# How "snug" should a FF/DH helmet fit? (I have a Bell Drop)



## lschmidt4 (Sep 14, 2010)

I have a question regarding helmet fit. First off, I normally wear a medium in standard road/mountain helmets.

For my first full face helmet I bought a Bell Drop. According to their size chart I would be a size medium (I have a 57.5 cm head), which made sense since like I said I'm usually a medium in other helmets. Their medium should fit people 55 - 59 cm.

The helmet fits pretty well as far as I can tell...it passed several "fit tests" except for one: With the strap tightened and buckled, I can still "roll" the helmet backwards to expose my forehead. If I try to do it very lightly without much force, the skin on my forehead moves along with the pads...meaning the pads do not slide over my skin (which is a good fit indicator right?). However, if I apply a little more force, I can easily roll it back enough so that my entire forehead is exposed, and the chin guard is in the middle of my face.

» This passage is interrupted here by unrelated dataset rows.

Issue #92, opened 2019-05-03
Python2: End of life is coming soon - port tunneldigger-broker to python3


pmelange:
Python2 will see it's end-of-life coming at the end of the year.  https://pythonclock.org/

Most specifically, OpenWrt has a discussion going on about dropping python2 at https://github.com/openwrt/packages/issues/8520

It would be great if tunneldigger-broker were to be ported/updated to python3.

pmelange:
There is now an issue in OpenWrt to transition all python2 programs to python3 https://github.com/openwrt/packages/issues/8893

kaechele:
Can be closed

RalfJung:
Indeed, fixed by https://github.com/wlanslovenija/tunneldigger/pull/110 :)

PR #110, opened 2019-09-30
Python 3 Support

kaechele:
This is a first stab at Python 3 support.
From my testing, it should be complete.
Coverage report from running the broker with the default config and connecting a client as well as connecting a client with a set bandwidth limit:

```
Name                 Stmts   Miss  Cover
----------------------------------------
__init__.py              0      0   100%
_ffi/__init__.py         0      0   100%
broker.py              132     29    78%
conntrack.py            76     13    83%
eventloop.py            26      1    96%
genetlink.py            59      1    98%
hooks.py                91      8    91%
l2tp.py                106     29    73%
limits.py               28      9    68%
main.py                 63     17    73%
netlink.py             160     24    85%
network.py              88     18    80%
protocol.py             95     12    87%
timerfd.py              80     25    69%
traffic_control.py      15      1    93%
tunnel.py              184     53    71%
----------------------------------------
TOTAL                 1203    240    80%
```
Areas that are uncovered are mainly untriggered error states.

Tested and working on:
```
python2-2.7.16-4.fc31.x86_64
python3-3.7.4-5.fc31.x86_64
```

### DIFF
--- a/HISTORY.rst
+++ b/HISTORY.rst
@@ -1,6 +1,13 @@
 vNEXT
 -----
 
+* Python 3 support.
+  Python 2 is no longer supported.
+  **NOTE:** If you are running the broker in a Python virtualenv you will have to
+  rebuild the virtualenv using a Python 3 interpreter.
+  This can be achieved by deleting the old virtualenv folder and recreating it.
+  For recreating the virtualenv you can refer to the "Installation" section of
+  the broker `installation chapter in the Tunneldigger documentation`_.
 * Fixed compatibility with new Linux kernels on the broker side: New kernels
   force the l2tpv3 session ID to be unique system-wide, while old tunneldigger
   clients have a hard-coded ID of 1 for both ends of the tunnel. When a new
@@ -16,6 +23,8 @@ vNEXT
   probes.
 * Improve client behavior on broker failure, and decrease some reconnect
   timeouts.
+
+.. _`installation chapter in the Tunneldigger documentation`: https://tunneldigger.readthedocs.io/en/latest/server.html#installation
 
 v0.3.0, 2017-Apr-02
 -------------------
--- a/broker/setup.py
+++ b/broker/setup.py
@@ -29,7 +29,6 @@ setup(
     ],
     install_requires=[
         'netfilter>=0.6.2',
-        'six>=1.10.0',
         'cffi>=1.4.1',
     ],
     extras_require={},
--- a/broker/setup.py
+++ b/broker/setup.py
@@ -21,6 +21,7 @@ setup(
         'Intended Audience :: System Administrators',
         'License :: OSI Approved :: GNU Affero General Public License v3',
         'Programming Language :: Python',
+        'Programming Language :: Python :: 3 :: Only',
     ],
     include_package_data=True,
     zip_safe=False,
--- a/broker/src/tunneldigger_broker/broker.py
+++ b/broker/src/tunneldigger_broker/broker.py
@@ -3,7 +3,7 @@ import socket
 import time
 import traceback
 
-import conntrack
+from . import conntrack
 import netfilter.table
 import netfilter.rule
 
@@ -42,7 +42,7 @@ class TunnelManager(object):
         self.hook_manager = hook_manager
         self.max_tunnels = max_tunnels
         self.tunnel_id_base = tunnel_id_base
-        self.tunnel_ids = set(xrange(tunnel_id_base, tunnel_id_base + max_tunnels))
+        self.tunnel_ids = set(range(tunnel_id_base, tunnel_id_base + max_tunnels))
         self.tunnel_port_base = tunnel_port_base
         self.namespace = namespace
         self.tunnels = {}
@@ -117,11 +117,11 @@ class TunnelManager(object):
             self.last_tunnel_created = now
         except KeyboardInterrupt:
             raise
-        except l2tp.L2TPTunnelExists, e:
+        except l2tp.L2TPTunnelExists as e:
             # Do not return the tunnel identifier into the pool.
             logger.warning("Tunnel identifier %d already exists." % e.tunnel_id)
             return False
-        except l2tp.L2TPSessionExists, e:
+        except l2tp.L2TPSessionExists as e:
             # Return tunnel identifier into the pool.
             self.tunnel_ids.add(tunnel_id)
             logger.warning("Session identifier %d already exists." % e.session_id)
@@ -208,7 +208,7 @@ class TunnelManager(object):
         manager instance should not be used after calling this method.
         """
 
-        for tunnel in self.tunnels.values():
+        for tunnel in list(self.tunnels.values()):
             try:
                 tunnel.close()
             except:
--- a/docs/server.rst
+++ b/docs/server.rst
@@ -137,10 +137,18 @@ If we assume that you are installing Tunneldigger under ``/srv/tunneldigger``
 (the scripts provided with Tunneldigger assume that as well), you can do::
 
     cd /srv/tunneldigger
-    virtualenv env_tunneldigger
+    virtualenv -p /usr/bin/python3 env_tunneldigger
 
-This creates the virtual environment. You can then checkout the Tunneldigger
-repository into ``/srv/tunneldigger/tunneldigger`` by doing::
+.. note::
+    Tunneldigger only supports Python 3.
+    
+    Using the above command ensures the virtualenv is created using a Python 3 interpreter.
+    In case the Python 3 interpreter you would like to use is not located at ``/usr/bin/python3`` you will have to adjust the path accordingly.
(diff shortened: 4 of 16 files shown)


kaechele:
Addresses #92

kaechele:
I am now running this version on one of our gateways: https://map.fflev.de/#!/en/map/02cafe760101
So far no errors in the log and the connections are working fine.

broker/src/tunneldigger_broker/broker.py
```diff
@@ -208,7 +208,7 @@ def close(self):
         manager instance should not be used after calling this method.
         """
 
-        for tunnel in self.tunnels.values():
+        for tunnel in list(self.tunnels.values()):
```
mweinelt: the list cast looks unnecessary, because you are already calling `.values()`, which gets you `dict_values([])`, which is iterable as well.

kaechele: If we were dropping Python 2 completely, then yes, we could leave it out.
See: https://python-future.org/compatible_idioms.html#dict-keys-values-items-as-a-list
I guess this could be another step when refactoring this whole thing.

kaechele: After thinking about it a bit more: I think you are right. Since we're directly iterating over it and don't actually need it to be a list instead of a dictview I can drop the list cast.

kaechele: I actually put this back in.
If you operate directly on the values you will eventually end up with `RuntimeError: dictionary changed size during iteration` when stopping the broker. So operating on a copy with list() is helpful.

RalfJung:
The error log says
```
Downloading/unpacking netfilter==0.6.2 (from -r /srv/tunneldigger/broker/requirements.txt (line 1))

  Cannot fetch index base URL https://pypi.python.org/simple/

  Could not find any downloads that satisfy the requirement netfilter==0.6.2 (from -r /srv/tunneldigger/broker/requirements.txt (line 1))

Cleaning up...

No distributions at all found for netfilter==0.6.2 (from -r /srv/tunneldigger/broker/requirements.txt (line 1))

Storing debug log for failure in /home/travis/.pip/pip.log
```
Do you know what that means? I've not used pip besides installing something by hand interactively...

kaechele:
> That sounds like something that might be caused by this PR?

No, it's not. If you trigger a build for master it will fail with the same errors. Tried it myself here: https://travis-ci.org/kaechele/tunneldigger/jobs/597459907

Looks like our testing setup is broken. It is wildly outdated too.

RalfJung:
Well it worked until a few months ago. So something must have changed somewhere... and because Python doesn't have proper lockfiles, old builds are not reproducible. :(

RalfJung:
@kaechele could you rebase, then we can see what CI says now that it is based on Ubuntu Bionic.

kaechele:
CI failed as expected since it uses Python 2 exclusively. The point of this change is to drop Python 2 support.
So for CI we would now either replace Python 2 with Python 3 or (and I very much discourage that) add another layer to run all the tests for Python 2 and Python 3 basically creating a large amount of test cases run by CI.
So a decision is needed here.

RalfJung:
Note that our CI also tests current clients against old servers and vice versa. So the CI harness anyway will have to be able to still run python 2 brokers. That's why [this file](https://github.com/wlanslovenija/tunneldigger/blob/f5bb0efb19468e8dfd0726b40c1431f5c526b3b7/tests/run_server.sh) knows how to run various versions of the broker.

So, basically, I think that file (and probably also [the setup script](https://github.com/wlanslovenija/tunneldigger/blob/f5bb0efb19468e8dfd0726b40c1431f5c526b3b7/tests/prepare_server.sh)) should detect Python-3-based brokers and then use Python 3 to launch them instead of Python 2. I wouldn't run the *same* broker with both Python 2 and Python 3 though.

kaechele:
Success :)
It probably wouldn't be too much work to make this fully Python 2 compatible as well. But I don't see a reason to do that.

RalfJung:
Nice! Did you do this conversion by hand or with a tool, i.e., how likely is it that some rarely taken branch of tunneldigger still does something that won't work any more? Given Python's dynamic nature, I am a bit worried about the side-effects of this.

> It probably wouldn't be too much work to make this fully Python 2 compatible as well. But I don't see a reason to do that.

Well I guess the question is, do we want to officially support both Python versions for some time (maybe to make migration easier)?

Also, I assume the docs at `docs/server.rst` will need updating?

broker/setup.py
```diff
@@ -29,7 +30,6 @@
     ],
     install_requires=[
         'netfilter>=0.6.2',
-        'six>=1.10.0',
```
RalfJung: Why can this be removed?

kaechele: This is a Python3 to Python2 compatibility layer. Unless we want to support Python 2 as well we don't need six.

kaechele:
> Nice! Did you do this conversion by hand or with a tool, i.e., how likely is it that some rarely taken branch of tunneldigger still does something that won't work any more? Given Python's dynamic nature, I am a bit worried about the side-effects of this.

The initial conversion was done by the 2to3 tool: https://github.com/wlanslovenija/tunneldigger/pull/110/commits/246ebc54412f4b5ba4e5d4c7b5598ddd339bfdf7
Then I did some manual edits from hand after testing: https://github.com/wlanslovenija/tunneldigger/pull/110/commits/70bcf6ff9edfa188801d7353f97ba573f87f9345

Especially the UTF-8 encoding changes from Py2 to Py3 required some manual testing. But as you can see in the initial comment on this PR checked the code coverage of the tests I perfomed and the were nearly complete.

I expect very little side effects.

> > It probably wouldn't be too much work to make this fully Python 2 compatible as well. But I don't see a reason to do that.
> 
> Well I guess the question is, do we want to officially support both Python versions for some time (maybe to make migration easier)?

How would that make migration easier? All distributions that run Python 2 also run Python 3. It's a matter of rebuilding your virtualenv, if you use that. If you installed it into the system path it's even just a simple reinstall.
So I don't understand which migration path you would be referring to.

> Also, I assume the docs at `docs/server.rst` will need updating?
Yes, I guess. I'll look into that next.

RalfJung:
> So I don't understand which migration path you would be referring to.

I guess it's about the virtualenv then. So the migration path is simply to `rm -rf` the previous virtualenv, and then rebuild it as a Python 3 virtualenv?

kaechele:
> So the migration path is simply to `rm -rf` the previous virtualenv, and then rebuild it as a Python 3 virtualenv? That should go into `HISTORY.rst`.

Exactly. Given that virtualenv and Python 3 are already available (which is the case on nearly any Linux Distribution that still receives updates).

virtualenv -p enables you to select which Python interpreter should be used (as can be seen in the CI related commit in this set). From within the virtualenv the versionless python interpreter in the $PATH will then refer to the version of the interpreter that was used to create the venv.

I agree that we should do a good cleanup of both the docs and `HISTORY.rst`. There are a few changes that didn't make it in there.

RalfJung:
> I agree that we should do a good cleanup of both the docs and HISTORY.rst. There are a few changes that didn't make it in there.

So do me a favor and see if you can do that with your own helmet  

Does this mean the helmet does not fit? I could return the medium to Amazon and try a small. I know the best thing would be to try on helmets locally, but the stores around me don't really stock these types of helmets and have really limited brands.

Any advice?


----------



## lschmidt4 (Sep 14, 2010)

I just recorded a video of myself trying on the helmet...go ahead and make fun of me:






So what do you think? Too big? Just right?


----------



## 11053 (Sep 19, 2009)

That's no good.

Go down hard with a full face that doesn't fit well and you would have been better off with an XC lid.

The human jaw will crumple and collapse on it's own under hard impact. That's the design.
A poor fitiing full face can wrench your head/neck into a position that causes some real damage.

A poor fitting full face that causes your head/neck to be wrenched/snapped under impact is no fun.

A helmet has to fit correctly in order to protect you.

You shouldn't be able to push your full face up and over when fastened if it fits correctly.

It should be snug.

You are going to need to try on some styles from other manufacturers and compare it to the fit you have with the Bell.

Don't think a smaller Bell is going to be the solution. Rather, the fit provided from one of the other manufacturers should be better.


----------



## lschmidt4 (Sep 14, 2010)

Thanks for the advice Norman. I was suspecting as much, the specific shape of the Bell helmets probably just don't fit my head well.

Any recommendations of some other helmets?

I did get to see a Specialized Deviant up close at my LBS (it was a size small though and didn't fit), but I did not like the quality of that helmet compared to the Bell Drop. The padding and construction of the Bell Drop seems to be really nice in comparison.

Also I'd like to get something for under $125 since the Drop cost me only $110.


----------



## 11053 (Sep 19, 2009)

Just saw your video.

Not a good fit considering it's brand new. Once the foam packs out a bit you'll have even more slop.

Lots of good options out there with different fits.

You can get a new/newer Giro Remedy for under $100 easily. Several on sale right now-Price Point/Jenson etc. Different fit than Bell for sure.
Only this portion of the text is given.